◆ EXERCISE BRIEF
Of the records that follow, copy only the lines from the line containing "LGTM - thanks @cppwfs" to the line containing "Squashed Merged", both included, exactly as written.

-.-.-

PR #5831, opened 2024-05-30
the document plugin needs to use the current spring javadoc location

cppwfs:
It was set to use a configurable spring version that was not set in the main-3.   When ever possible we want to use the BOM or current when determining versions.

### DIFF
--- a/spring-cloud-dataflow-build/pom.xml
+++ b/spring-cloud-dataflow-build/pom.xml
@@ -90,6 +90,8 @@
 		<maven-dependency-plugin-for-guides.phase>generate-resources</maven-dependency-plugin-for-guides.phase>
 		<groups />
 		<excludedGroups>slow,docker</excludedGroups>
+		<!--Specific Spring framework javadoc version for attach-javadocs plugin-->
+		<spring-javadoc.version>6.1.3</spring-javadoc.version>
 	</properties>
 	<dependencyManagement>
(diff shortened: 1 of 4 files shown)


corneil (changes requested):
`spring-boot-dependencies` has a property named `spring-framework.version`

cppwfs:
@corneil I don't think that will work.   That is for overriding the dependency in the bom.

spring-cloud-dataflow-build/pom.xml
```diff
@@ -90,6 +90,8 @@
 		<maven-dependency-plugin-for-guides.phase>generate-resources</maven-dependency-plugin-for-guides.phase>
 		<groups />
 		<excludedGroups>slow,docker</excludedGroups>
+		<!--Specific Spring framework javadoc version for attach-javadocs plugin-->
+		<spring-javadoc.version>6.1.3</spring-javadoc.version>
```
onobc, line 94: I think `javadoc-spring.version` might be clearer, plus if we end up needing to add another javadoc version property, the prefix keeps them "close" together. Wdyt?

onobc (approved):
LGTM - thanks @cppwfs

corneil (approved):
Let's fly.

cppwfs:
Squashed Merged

-.-.-

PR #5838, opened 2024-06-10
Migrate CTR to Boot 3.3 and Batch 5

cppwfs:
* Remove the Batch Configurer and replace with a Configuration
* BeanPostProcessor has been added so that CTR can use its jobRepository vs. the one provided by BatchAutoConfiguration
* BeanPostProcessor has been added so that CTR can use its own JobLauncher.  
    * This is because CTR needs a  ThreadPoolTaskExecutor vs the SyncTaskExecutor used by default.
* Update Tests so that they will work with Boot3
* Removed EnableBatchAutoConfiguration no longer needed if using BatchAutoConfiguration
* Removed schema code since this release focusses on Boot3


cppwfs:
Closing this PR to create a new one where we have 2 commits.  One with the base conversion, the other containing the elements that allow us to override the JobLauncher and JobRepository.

-.-.-

◆ OUTPUT FOR THIS EXERCISE
LGTM - thanks @cppwfs

corneil (approved):
Let's fly.

cppwfs:
Squashed Merged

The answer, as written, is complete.